5. Promote Employee Wellness 

Many companies look to improve the employee experience with wellness programs — focusing on both physical and mental health. 

Others set up employee resource groups (ERGs), which promote social activities, diversity and bonding between employees, as well as work-life balance and mental health. It’s not unusual for employees to lead these groups themselves. 

Wellness programs and ERGs might include initiatives like: 

  • Free or discounted gym membership
  • A parental support group
  • Free healthy food in-office
  • Financial planning workshops
  • A monthly employee movie club
  • Discounted mental health counseling 

6. Praise Employee Performance

No one wants to hear only the bad from their boss — they’ve made a mistake, missed a deadline, arrived five minutes late, etc. While it’s important to address problems when necessary, employees need to hear the good, too. 

Look for ways to appreciate the effort and impact of each individual employee. Ask for peer feedback and recommendations. For instance, allow employees to nominate one another for employee of the month. 

Focusing on team wins and individual achievements is especially helpful for remote teams, who often lack a feeling of community with their colleagues and leadership. Publicized praise is great for team bonding and improves the working relationship of everyone involved. 

7. Focus on Career Development

According to research from Reworked, only 11% of companies named learning and development as one of their top three priorities for 2022 despite the fact that this area is exactly what employees are looking for in terms of a positive work experience. 

Employees don’t want to stagnate within a role or company. They want the ability to learn more, take on additional responsibilities, move up the corporate ladder and earn more money.

According to a LinkedIn report, the number one driver of a great work culture is opportunities to learn and grow — followed by a sense of belonging, organizational values and support for wellbeing. 

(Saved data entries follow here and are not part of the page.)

PR #3330, opened 2016-04-17
[Generic] Copy the public key to machine directory (fixes #3268)

### LINKED ISSUE #3268: generic ssh key 'Too many retries waiting for SSH to be available.'
Hi, when I use docker-machine for provisioning a remote host and set a ssh key with `--generic-ssh-key ~/.ssh/id_rsa` I get the following error `Error creating machine: Error detecting OS: Too many retries waiting for SSH to be available.  Last error: Maximum number of retries (60) exceeded`. When I don't set the --generic-ssh-key flag it works. I even tried to place the ssh key on another path which didn't work aswell.

bamarni:
It should be possible to use the specified location directly. Copying
the private key can also have some drawbacks :

http://apple.stackexchange.com/questions/18458/password-dialog-appears-when-ssh-private-key-permissions-are-set-to-0600/26252#26252

### DIFF
--- a/drivers/generic/generic.go
+++ b/drivers/generic/generic.go
@@ -5,6 +5,7 @@ import (
 	"fmt"
 	"net"
 	"os"
+	"path"
 	"strconv"
 	"time"
 
@@ -87,13 +88,6 @@ func (d *Driver) GetSSHUsername() string {
 }
 
 func (d *Driver) GetSSHKeyPath() string {
-	if d.SSHKey == "" {
-		return ""
-	}
-
-	if d.SSHKeyPath == "" {
-		d.SSHKeyPath = d.ResolveStorePath("id_rsa")
-	}
 	return d.SSHKeyPath
 }
 
@@ -114,8 +108,10 @@ func (d *Driver) SetConfigFromFlags(flags drivers.DriverOptions) error {
 func (d *Driver) PreCreateCheck() error {
 	if d.SSHKey != "" {
 		if _, err := os.Stat(d.SSHKey); os.IsNotExist(err) {
-			return fmt.Errorf("Ssh key does not exist: %q", d.SSHKey)
+			return fmt.Errorf("SSH key does not exist: %q", d.SSHKey)
 		}
+
+		// TODO: validate the key is a valid key
 	}
 
 	return nil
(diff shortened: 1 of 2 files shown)


nathanleclaire:
Will this break existing drivers?  e.g. if you had one created with `SSHKey` set before it's now supposed to be `SSHKeyPath` but there's no way that a machine created before this change could know that.

nathanleclaire:
What's the desired state here?  The pub key should also be in the same directory as the private key?  If that's the case, can we copy that over to the Machine directory as well?

bamarni:
I've double-checked for BC breaks. Currently, `SSHKey` references the original key and is only used during machine creation, later on `SSHKeyPath` is always used. With this PR, previous machines would still be working :)

You're right about copying the public key, that would also work. The thing is that I'd rather solve this by removing code if possible. Do you remember if there were a specific reason to copy the key over in the first place? I can't think of any..

bamarni:
I've also rephrased some messages, as we force `IdentitiesOnly`.

nathanleclaire:
> I've double-checked for BC breaks. Currently, SSHKey references the original key and is only used during machine creation, later on SSHKeyPath is always used. With this PR, previous machines would still be working :)

👍 

> You're right about copying the public key, that would also work. The thing is that I'd rather solve this by removing code if possible. Do you remember if there were a specific reason to copy the key over in the first place? I can't think of any..

Our main motivation for supporting this historically (including copying certs, keys, etc.) is to leave the door open for sharing machines by bundling up just one directory where possible.  It's also why custom CA certs and so on are meant to be copied to the individual machine directory when needed.

bamarni:
Thanks for the explanation @nathanleclaire. So I've updated the PR to copy the pubkey too, I've made it fail with a log message only (to keep BC and as it's not a critical failure). I've moved the rest to another PR as it's not directly related.

drivers/generic/generic.go
```diff
@@ -127,13 +122,14 @@ func (d *Driver) Create() error {
 			" future will require the ssh agent to contain the appropriate key.")
 	} else {
 		log.Info("Importing SSH key...")
-		// TODO: validate the key is a valid key
-		if err := mcnutils.CopyFile(d.SSHKey, d.GetSSHKeyPath()); err != nil {
-			return fmt.Errorf("unable to copy ssh key: %s", err)
+
+		d.SSHKeyPath = d.ResolveStorePath("id_rsa")
```
nathanleclaire: Can you make this a top-level `const` please?

nathanleclaire: As a side note:  I think it's not strictly the case that an SSH key will be named `id_rsa` (the key might use another algo than RSA), but RSA is so massively popular vs. the others that we might be OK to just assume it.

libmachine/mcnutils/utils.go
```diff
@@ -63,11 +63,7 @@ func CopyFile(src, dst string) error {
 		return err
 	}
 
-	if err := os.Chmod(dst, fi.Mode()); err != nil {
-		return err
-	}
-
-	return nil
+	return os.Chmod(dst, fi.Mode())
```
nathanleclaire: Nice

drivers/generic/generic.go
bamarni: Good point. Just to clarify, this is the key we're saving so it'd still work for other algos. In that case the hardcoded `id_rsa` filename might be confusing indeed, I've changed it to be the basename of `SSHKey`, hope that's fine.

nathanleclaire:
LGTM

Communicate with individual workers to understand their motivations, career aspirations and what their paths might look like at the company. Offer training and development programs to help employees reach their full potential and facilitate mentorship programs so that employees can learn from more experienced colleagues. 

8. Don’t Forget Pay and Benefits

Gallup data shows that 64% of employees named pay and benefits as critical factors in taking a new job. Today’s workers know they’re in a job seeker’s market, and as such, they’re willing to wait for better opportunities.

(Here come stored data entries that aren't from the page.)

PR #3342, opened 2016-04-20
[Generic] clarified doc / messages about ssh-agent

bamarni:
As the IdentitiesOnly option is set with the SSH external client,
existing identities in ssh-agent won't be used unless it's the default
location.

### DIFF
--- a/docs/drivers/generic.md
+++ b/docs/drivers/generic.md
@@ -33,24 +33,8 @@ to the host.
     $ docker-machine create \
       --driver generic \
       --generic-ip-address=203.0.113.81 \
-      --generic-ssh-key=~/.ssh/id_rsa \
+      --generic-ssh-key ~/.ssh/id_rsa \
       vm
-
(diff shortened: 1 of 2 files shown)


docs/drivers/generic.md
```diff
@@ -33,25 +33,9 @@ to the host.
     $ docker-machine create \
       --driver generic \
       --generic-ip-address=203.0.113.81 \
-      --generic-ssh-key=~/.ssh/id_rsa \
+      --generic-ssh-key ~/.ssh/id_rsa \
       vm
 
-### Password-protected SSH keys
```
bamarni: Here I've removed the whole section as there is nothing special with password-protected keys. It had probably been added because of the bug described in  #3306.

nathanleclaire: Nice, good catch.

nathanleclaire:
LGTM.  Thanks for putting it in Bilal!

Employee expectations around benefits are evolving, too, with many job seekers looking for: 

  • Flexible work: 88% of workers look for positions with flexibility in hours and location.
  • Generous PTO: Today’s workers prioritize work-life balance and want the ability to schedule time off without taking a hit in pay.
  • Health benefits: Employers need to offer more than the basics for medical, dental and vision insurance.
  • Unlimited vacation time: 68% of job seekers look for unlimited vacation time when choosing positions. 
  • Student loan assistance: Employers can help workers bogged down by educational debt while also taking advantage of tax breaks. 
  • Free daycare services: Covering daycare costs can lift a large strain on working families. 

Related Article: Has Qualtrics Quantified the Connection Between Customer and Employee Experience?

Leadership Should Look to Employee Experience Tools

Establishing and maintaining a positive employee experience can be a complex task. Ahmad suggests looking for a system that centralizes and streamlines the employee experience efforts. 

“It’s important for your organization to have an easy to use one-stop solution to deal with all operational needs without undue stress,” he said.

Look for a system that makes communication and task management easy for all team members. The ideal platform will also track working hours, maintain cloud-based records and help manage leads.

If that task sounds too hard — with many companies using dozens or more solutions — look for ways to integrate platforms and consolidate features to one area.